Your assignment: Repeat word for word every line of the data below, from the first through the line containing "be a function.", and stop there.

Information shown:
PR #1513, opened 2021-11-29
fix(highlight): Use TS built-in is_enabled function

patrick96:
The function just replicated the logic from is_enabled and assumed the
`disable` setting is always a table. This is no longer the case (https://github.com/nvim-treesitter/nvim-treesitter/pull/2009), it can now also be a function.

Do I understand this correctly that the only reason telescope does not use `ts_configs.attach_module` and writes its own `treesitter_attach` is that `attach_module` does not return a boolean indicating success?


patrick96:
Ah, I remember seeing that, I thought they would be equivalent, but it makes sense that we don't want to set the filetype.

Conni2461:
Thanks :)

Issue #1507, opened 2021-11-28
Add highlight group for Results window


siduck:
would it be possible to add a highlight group for the results window , something like TelescopeResultstNormal?

max397574:
![telescope_highlights_wanted](https://user-images.githubusercontent.com/81827001/143845191-4d7a3d57-4691-4149-aada-86fb2f0f6bbd.jpg)

basically we want to be able to do this

this is done with photoshop

max397574:
this could be done by creating TelescopePromptNormal and TelescopeResultsNormal or just one of them and for the other normal is used (I'd prefer the first).

Another problem is that TelescopeNormal isn't used when you aren't in insert mode
![Screenshot 2021-11-29 at 10 47 47](https://user-images.githubusercontent.com/81827001/143846172-ea2b6f7e-bfe7-43af-ac3d-160e1b4a82d4.png)
![Screenshot 2021-11-29 at 10 47 54](https://user-images.githubusercontent.com/81827001/143846176-a0095287-b512-47e0-a5ed-84abdd99d6ea.png)

l-kershaw:
Happy to review a PR to add this feature if someone is interested in writing one.

I _think_ that this should only require changes in `plugin/telescope.vim` (adding links to predefined highlights) and `lua/telescope/pickers.lua` (changing the settings for the relevant popups).

max397574:
I'll try

max397574:
where would that be
> lua/telescope/pickers.lua (changing the settings for the relevant popups).

this file is 1.4k lines and I have no clue where to search

l-kershaw:
You need to search for `TelescopeNormal` which is the current highlight name

max397574:
imo it makes sense to link them to `TelescopeNormal` what do you think?

max397574:
will be closed with https://github.com/nvim-telescope/telescope.nvim/pull/1514

PR #1514, opened 2021-11-29
add Normal highlights for prompt and results

max397574:
@l-kershaw

### DIFF
--- a/lua/telescope/pickers.lua
+++ b/lua/telescope/pickers.lua
@@ -320,11 +320,11 @@ function Picker:find()
 
   -- `popup.nvim` massaging so people don't have to remember minheight shenanigans
   popup_opts.results.minheight = popup_opts.results.height
-  popup_opts.results.highlight = "TelescopeNormal"
+  popup_opts.results.highlight = "TelescopeResultsNormal"
   popup_opts.results.borderhighlight = "TelescopeResultsBorder"
   popup_opts.results.titlehighlight = "TelescopeResultsTitle"
   popup_opts.prompt.minheight = popup_opts.prompt.height
-  popup_opts.prompt.highlight = "TelescopeNormal"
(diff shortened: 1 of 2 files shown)


max397574:
Screenshot 2021-11-29 at 14 30 49


this pr allows custom highlight groups for prompt and results

l-kershaw:
This works well for me; the only thing I would change right now is remove the comment in this line:
https://github.com/nvim-telescope/telescope.nvim/pull/1514/files#diff-afd2d88a2ed63b01b66015f5836a104ce81a8f6daac1b6f70692e1f4534b5f0bL19
as it (and the blank line above it) is no longer needed.

---

I also want to double check with another team member why `TelescopePreviewNormal` is linked to `Normal` rather than `TelescopeNormal`, and whether we should change it so everything matches. @Conni2461 you merged this in #460, was there a particular reason for this? Should we change it so the behaviour is consistent for all window types?

Conni2461:
No reason. It just happened because i didnt pay enough attention.

max397574:
idk if we could also try to fix this here @l-kershaw 
https://github.com/nvim-telescope/telescope.nvim/issues/1507#issuecomment-981467737

l-kershaw:
@Conni2461 thanks for the quick response 😊
I know you're trying to keep telescope work to the weekend, so I do appreciate it.
I don't think it was an attention thing, it just didn't make any difference at the time, since "preview" was the only part that was separated out 🙂

---

@max397574 I can't reproduce the issue from the comment, either on master, or with this PR checked out.
Therefore I think it would be best to open its own issue, and we can handle it separately.

For this PR, I'm happy to merge now, but will wait until you let me know that you are happy with this plan of handling things separately 🙂

max397574:
yes I think it's good as it is now @l-kershaw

Answer space:
PR #1513, opened 2021-11-29
fix(highlight): Use TS built-in is_enabled function

patrick96:
The function just replicated the logic from is_enabled and assumed the
`disable` setting is always a table. This is no longer the case (https://github.com/nvim-treesitter/nvim-treesitter/pull/2009), it can now also be a function.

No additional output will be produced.